Copy out all of the data that follows, exactly as it appears.

──────── Source records

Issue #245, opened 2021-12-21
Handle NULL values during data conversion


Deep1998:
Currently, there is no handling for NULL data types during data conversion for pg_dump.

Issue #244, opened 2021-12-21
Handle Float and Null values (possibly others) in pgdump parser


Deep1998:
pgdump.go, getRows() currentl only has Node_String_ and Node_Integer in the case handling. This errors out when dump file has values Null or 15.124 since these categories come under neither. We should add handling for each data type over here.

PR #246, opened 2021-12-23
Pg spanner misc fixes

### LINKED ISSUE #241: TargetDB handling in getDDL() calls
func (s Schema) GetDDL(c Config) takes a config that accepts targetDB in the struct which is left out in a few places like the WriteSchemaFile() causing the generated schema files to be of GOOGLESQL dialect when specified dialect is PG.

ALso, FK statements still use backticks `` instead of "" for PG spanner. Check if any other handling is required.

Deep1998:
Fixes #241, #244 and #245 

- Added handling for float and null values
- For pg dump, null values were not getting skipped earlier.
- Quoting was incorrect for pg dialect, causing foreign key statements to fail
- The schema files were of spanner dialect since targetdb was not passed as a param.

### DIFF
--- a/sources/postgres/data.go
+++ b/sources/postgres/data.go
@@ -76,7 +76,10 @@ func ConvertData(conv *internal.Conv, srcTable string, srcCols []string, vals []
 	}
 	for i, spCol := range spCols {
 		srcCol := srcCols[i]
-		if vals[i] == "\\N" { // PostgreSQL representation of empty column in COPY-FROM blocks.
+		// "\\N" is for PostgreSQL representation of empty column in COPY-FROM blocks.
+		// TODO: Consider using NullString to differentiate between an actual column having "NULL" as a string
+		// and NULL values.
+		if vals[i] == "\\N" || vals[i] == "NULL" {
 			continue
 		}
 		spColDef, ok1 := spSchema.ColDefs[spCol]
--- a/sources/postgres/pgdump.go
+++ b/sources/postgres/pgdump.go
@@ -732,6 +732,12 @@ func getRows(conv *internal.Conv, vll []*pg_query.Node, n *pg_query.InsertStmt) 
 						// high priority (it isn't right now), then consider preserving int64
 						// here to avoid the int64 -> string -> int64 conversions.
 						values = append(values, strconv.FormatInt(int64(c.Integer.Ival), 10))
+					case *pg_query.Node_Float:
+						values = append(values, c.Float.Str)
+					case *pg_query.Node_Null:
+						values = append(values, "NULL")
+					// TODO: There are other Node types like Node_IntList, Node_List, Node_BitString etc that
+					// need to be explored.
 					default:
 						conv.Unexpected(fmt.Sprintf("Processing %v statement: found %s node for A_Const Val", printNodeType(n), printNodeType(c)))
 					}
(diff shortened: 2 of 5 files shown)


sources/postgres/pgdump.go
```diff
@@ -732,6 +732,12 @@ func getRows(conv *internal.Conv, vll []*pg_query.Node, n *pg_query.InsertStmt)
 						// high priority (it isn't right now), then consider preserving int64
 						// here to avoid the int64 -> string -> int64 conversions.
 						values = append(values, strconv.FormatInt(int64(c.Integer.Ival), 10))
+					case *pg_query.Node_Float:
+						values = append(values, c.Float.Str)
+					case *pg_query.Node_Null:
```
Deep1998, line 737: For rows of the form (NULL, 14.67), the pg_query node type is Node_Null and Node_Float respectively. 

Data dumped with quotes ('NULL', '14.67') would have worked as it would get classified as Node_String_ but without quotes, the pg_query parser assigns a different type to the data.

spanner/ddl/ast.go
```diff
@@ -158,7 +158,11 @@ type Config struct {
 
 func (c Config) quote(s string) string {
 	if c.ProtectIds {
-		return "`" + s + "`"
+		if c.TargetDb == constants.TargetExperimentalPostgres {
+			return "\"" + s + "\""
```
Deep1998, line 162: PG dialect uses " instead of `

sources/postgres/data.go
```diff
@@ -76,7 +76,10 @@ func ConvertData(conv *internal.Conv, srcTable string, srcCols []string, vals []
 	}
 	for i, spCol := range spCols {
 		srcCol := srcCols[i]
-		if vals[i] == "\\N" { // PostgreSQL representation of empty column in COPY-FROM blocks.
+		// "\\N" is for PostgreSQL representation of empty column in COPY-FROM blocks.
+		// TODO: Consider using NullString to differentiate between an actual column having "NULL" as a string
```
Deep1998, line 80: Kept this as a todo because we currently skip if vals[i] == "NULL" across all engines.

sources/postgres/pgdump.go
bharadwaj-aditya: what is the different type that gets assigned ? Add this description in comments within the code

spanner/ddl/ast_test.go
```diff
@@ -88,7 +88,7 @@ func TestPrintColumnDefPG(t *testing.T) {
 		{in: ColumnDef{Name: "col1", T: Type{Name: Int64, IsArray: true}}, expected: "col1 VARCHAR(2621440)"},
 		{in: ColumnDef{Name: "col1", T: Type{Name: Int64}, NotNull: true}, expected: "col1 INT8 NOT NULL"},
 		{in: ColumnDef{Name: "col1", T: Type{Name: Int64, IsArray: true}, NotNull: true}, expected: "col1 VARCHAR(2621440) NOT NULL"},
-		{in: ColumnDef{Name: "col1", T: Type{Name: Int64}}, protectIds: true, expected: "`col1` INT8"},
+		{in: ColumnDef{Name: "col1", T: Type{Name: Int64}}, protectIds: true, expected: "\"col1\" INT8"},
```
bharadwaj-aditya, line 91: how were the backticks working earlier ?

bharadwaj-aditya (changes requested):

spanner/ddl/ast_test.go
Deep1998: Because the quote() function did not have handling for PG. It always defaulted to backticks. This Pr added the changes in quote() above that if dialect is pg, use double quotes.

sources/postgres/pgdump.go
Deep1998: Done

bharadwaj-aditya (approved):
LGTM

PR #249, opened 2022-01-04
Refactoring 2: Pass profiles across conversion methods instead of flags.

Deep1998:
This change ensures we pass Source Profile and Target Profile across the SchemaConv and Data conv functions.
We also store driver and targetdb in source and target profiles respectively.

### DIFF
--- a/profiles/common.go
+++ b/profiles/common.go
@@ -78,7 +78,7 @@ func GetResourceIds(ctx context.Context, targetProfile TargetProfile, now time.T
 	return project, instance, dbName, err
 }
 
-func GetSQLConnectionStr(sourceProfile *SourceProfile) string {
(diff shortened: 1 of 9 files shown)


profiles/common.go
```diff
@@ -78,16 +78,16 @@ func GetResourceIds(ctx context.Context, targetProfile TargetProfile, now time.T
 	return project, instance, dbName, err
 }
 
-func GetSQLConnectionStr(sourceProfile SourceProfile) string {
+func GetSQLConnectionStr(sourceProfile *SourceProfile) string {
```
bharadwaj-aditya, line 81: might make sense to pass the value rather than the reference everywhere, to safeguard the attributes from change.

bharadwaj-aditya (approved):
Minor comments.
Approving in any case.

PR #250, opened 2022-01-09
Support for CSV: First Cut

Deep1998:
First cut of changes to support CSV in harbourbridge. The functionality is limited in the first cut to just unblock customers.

────────────────

= Output of the exercise =
Issue #245, opened 2021-12-21
Handle NULL values during data conversion


Deep1998:
Currently, there is no handling for NULL data types during data conversion for pg_dump.

Issue #244, opened 2021-12-21
Handle Float and Null values (possibly others) in pgdump parser


Deep1998:
pgdump.go, getRows() currentl only has Node_String_ and Node_Integer in the case handling. This errors out when dump file has values Null or 15.124 since these categories come under neither. We should add handling for each data type over here.

PR #246, opened 2021-12-23
Pg spanner misc fixes

### LINKED ISSUE #241: TargetDB handling in getDDL() calls
func (s Schema) GetDDL(c Config) takes a config that accepts targetDB in the struct which is left out in a few places like the WriteSchemaFile() causing the generated schema files to be of GOOGLESQL dialect when specified dialect is PG.

ALso, FK statements still use backticks `` instead of "" for PG spanner. Check if any other handling is required.

Deep1998:
Fixes #241, #244 and #245 

- Added handling for float and null values
- For pg dump, null values were not getting skipped earlier.
- Quoting was incorrect for pg dialect, causing foreign key statements to fail
- The schema files were of spanner dialect since targetdb was not passed as a param.

### DIFF
--- a/sources/postgres/data.go
+++ b/sources/postgres/data.go
@@ -76,7 +76,10 @@ func ConvertData(conv *internal.Conv, srcTable string, srcCols []string, vals []
 	}
 	for i, spCol := range spCols {
 		srcCol := srcCols[i]
-		if vals[i] == "\\N" { // PostgreSQL representation of empty column in COPY-FROM blocks.
+		// "\\N" is for PostgreSQL representation of empty column in COPY-FROM blocks.
+		// TODO: Consider using NullString to differentiate between an actual column having "NULL" as a string
+		// and NULL values.
+		if vals[i] == "\\N" || vals[i] == "NULL" {
 			continue
 		}
 		spColDef, ok1 := spSchema.ColDefs[spCol]
--- a/sources/postgres/pgdump.go
+++ b/sources/postgres/pgdump.go
@@ -732,6 +732,12 @@ func getRows(conv *internal.Conv, vll []*pg_query.Node, n *pg_query.InsertStmt) 
 						// high priority (it isn't right now), then consider preserving int64
 						// here to avoid the int64 -> string -> int64 conversions.
 						values = append(values, strconv.FormatInt(int64(c.Integer.Ival), 10))
+					case *pg_query.Node_Float:
+						values = append(values, c.Float.Str)
+					case *pg_query.Node_Null:
+						values = append(values, "NULL")
+					// TODO: There are other Node types like Node_IntList, Node_List, Node_BitString etc that
+					// need to be explored.
 					default:
 						conv.Unexpected(fmt.Sprintf("Processing %v statement: found %s node for A_Const Val", printNodeType(n), printNodeType(c)))
 					}
(diff shortened: 2 of 5 files shown)


sources/postgres/pgdump.go
```diff
@@ -732,6 +732,12 @@ func getRows(conv *internal.Conv, vll []*pg_query.Node, n *pg_query.InsertStmt)
 						// high priority (it isn't right now), then consider preserving int64
 						// here to avoid the int64 -> string -> int64 conversions.
 						values = append(values, strconv.FormatInt(int64(c.Integer.Ival), 10))
+					case *pg_query.Node_Float:
+						values = append(values, c.Float.Str)
+					case *pg_query.Node_Null:
```
Deep1998, line 737: For rows of the form (NULL, 14.67), the pg_query node type is Node_Null and Node_Float respectively. 

Data dumped with quotes ('NULL', '14.67') would have worked as it would get classified as Node_String_ but without quotes, the pg_query parser assigns a different type to the data.

spanner/ddl/ast.go
```diff
@@ -158,7 +158,11 @@ type Config struct {
 
 func (c Config) quote(s string) string {
 	if c.ProtectIds {
-		return "`" + s + "`"
+		if c.TargetDb == constants.TargetExperimentalPostgres {
+			return "\"" + s + "\""
```
Deep1998, line 162: PG dialect uses " instead of `

sources/postgres/data.go
```diff
@@ -76,7 +76,10 @@ func ConvertData(conv *internal.Conv, srcTable string, srcCols []string, vals []
 	}
 	for i, spCol := range spCols {
 		srcCol := srcCols[i]
-		if vals[i] == "\\N" { // PostgreSQL representation of empty column in COPY-FROM blocks.
+		// "\\N" is for PostgreSQL representation of empty column in COPY-FROM blocks.
+		// TODO: Consider using NullString to differentiate between an actual column having "NULL" as a string
```
Deep1998, line 80: Kept this as a todo because we currently skip if vals[i] == "NULL" across all engines.

sources/postgres/pgdump.go
bharadwaj-aditya: what is the different type that gets assigned ? Add this description in comments within the code

spanner/ddl/ast_test.go
```diff
@@ -88,7 +88,7 @@ func TestPrintColumnDefPG(t *testing.T) {
 		{in: ColumnDef{Name: "col1", T: Type{Name: Int64, IsArray: true}}, expected: "col1 VARCHAR(2621440)"},
 		{in: ColumnDef{Name: "col1", T: Type{Name: Int64}, NotNull: true}, expected: "col1 INT8 NOT NULL"},
 		{in: ColumnDef{Name: "col1", T: Type{Name: Int64, IsArray: true}, NotNull: true}, expected: "col1 VARCHAR(2621440) NOT NULL"},
-		{in: ColumnDef{Name: "col1", T: Type{Name: Int64}}, protectIds: true, expected: "`col1` INT8"},
+		{in: ColumnDef{Name: "col1", T: Type{Name: Int64}}, protectIds: true, expected: "\"col1\" INT8"},
```
bharadwaj-aditya, line 91: how were the backticks working earlier ?

bharadwaj-aditya (changes requested):

spanner/ddl/ast_test.go
Deep1998: Because the quote() function did not have handling for PG. It always defaulted to backticks. This Pr added the changes in quote() above that if dialect is pg, use double quotes.

sources/postgres/pgdump.go
Deep1998: Done

bharadwaj-aditya (approved):
LGTM

PR #249, opened 2022-01-04
Refactoring 2: Pass profiles across conversion methods instead of flags.

Deep1998:
This change ensures we pass Source Profile and Target Profile across the SchemaConv and Data conv functions.
We also store driver and targetdb in source and target profiles respectively.

### DIFF
--- a/profiles/common.go
+++ b/profiles/common.go
@@ -78,7 +78,7 @@ func GetResourceIds(ctx context.Context, targetProfile TargetProfile, now time.T
 	return project, instance, dbName, err
 }
 
-func GetSQLConnectionStr(sourceProfile *SourceProfile) string {
(diff shortened: 1 of 9 files shown)


profiles/common.go
```diff
@@ -78,16 +78,16 @@ func GetResourceIds(ctx context.Context, targetProfile TargetProfile, now time.T
 	return project, instance, dbName, err
 }
 
-func GetSQLConnectionStr(sourceProfile SourceProfile) string {
+func GetSQLConnectionStr(sourceProfile *SourceProfile) string {
```
bharadwaj-aditya, line 81: might make sense to pass the value rather than the reference everywhere, to safeguard the attributes from change.

bharadwaj-aditya (approved):
Minor comments.
Approving in any case.

PR #250, opened 2022-01-09
Support for CSV: First Cut

Deep1998:
First cut of changes to support CSV in harbourbridge. The functionality is limited in the first cut to just unblock customers.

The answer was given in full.